=== EXERCISE ===
Check every line of the entries below for the word "using". Then give the number of lines that have it, with nothing added.

=== PROVIDED RECORDS ===
PR #3034, opened 2024-10-30
Fix SQL direct periodics (replica, encryptionkey, postgres, mysql)

jasonvigil:
See commit message for details

### DIFF
--- a/pkg/controller/direct/sql/sqlinstance_controller.go
+++ b/pkg/controller/direct/sql/sqlinstance_controller.go
@@ -347,6 +347,9 @@ func (a *sqlInstanceAdapter) Delete(ctx context.Context, deleteOp *directbase.De
 	if err != nil {
 		return false, fmt.Errorf("deleting SQLInstance %s failed: %w", a.resourceID, err)
 	}
+	if err := a.pollForLROCompletion(ctx, op, "delete"); err != nil {
+		return false, err
+	}
 
 	log.V(2).Info("deleted SQLInstance", "op", op)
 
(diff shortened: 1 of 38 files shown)


yuwenma:
/lgtm
/approve

Make sense

pkg/controller/direct/sql/sqlinstance_controller.go
```diff
@@ -347,6 +347,9 @@ func (a *sqlInstanceAdapter) Delete(ctx context.Context, deleteOp *directbase.De
 	if err != nil {
 		return false, fmt.Errorf("deleting SQLInstance %s failed: %w", a.resourceID, err)
 	}
+	if err := a.pollForLROCompletion(ctx, op, "delete"); err != nil {
```
justinsb, line 350: I would have expected us to pass `deleteOp` into `pollForLROCompletion`

justinsb (approved):

pkg/controller/direct/sql/sqlinstance_controller.go
jasonvigil: We need a handle to the LRO to poll / wait. `deleteOp` does not provide that (currently). Probably some way to improve it in the future, but that would likely be a separate effort. We'd need to decide how to make the interface work for services that do not use LROs, and for each service's separate LRO implementation.

yuwenma: Thanks. Please update this once you have the follow up LRO improvements

PR #3038, opened 2024-10-30
chore: remove "generate-go-client" from presubmit check

### LINKED ISSUE #3037: Clean up the duplicated (and problematic) "generate-go-crd-clients"
### Checklist

*This issue is for tracking purpose*

This originated from triaging a bug that block [promoting a KMS Alpha resource to Beta](https://github.com/GoogleCloudPlatform/k8s-config-connector/pull/3012) (direct), where the KMS services have both TF and direct resources in both Alpha and Beta versions, and the autogenerated client cannot import the autogenerated API (alpha), when promoting alpha to beta and keep the alpha CRD. It turns out that the bug comes from `generate-go-crd-clients` where it cannot support auto-generating APIs with multiple CRD versions. Instead, it deletes the autogenerated alpha API.

The real problem is that the  `generate-go-crd-clients`  generates the api and go client lib using go template, rather than relying on the sig-k8s its own solution (controller-gen). 

As we migrating to the [new "direct" approach](https://github.com/GoogleCloudPlatform/k8s-config-connector/tree/master/docs/develop-resources), we are using the controller-gen to build the api client and can now support multiple CRD versions. However, the  `generate-go-crd-clients`  is still there in the presubmit infra, generating duplicate code and blocks the new direct resources. 

We want to  remove it from the presubmit infra immediately to unblock new resources. But we cannot delete the existing auto-generate code because OSS users may still need it.  

### Additional information

_No response_

### Importance

_No response_

yuwenma:
### Change description

See  full context in #3037 

Fixes #3037

### Tests you have done


justinsb:
I don't think we should remove big functionality areas lightly.  That said, I do think we would recommend to people to use the dynamic client anyway.  Can we fix this functionality instead?

PR #3039, opened 2024-10-30
tests: switch placeholder from testFolderId -> folderID

justinsb:
Reducing the size of the bigger refactor to how replacements happen.


yuwenma:
/lgtm
/approve

kk. Thanks for the PR description!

=== EXERCISE ANSWER ===
2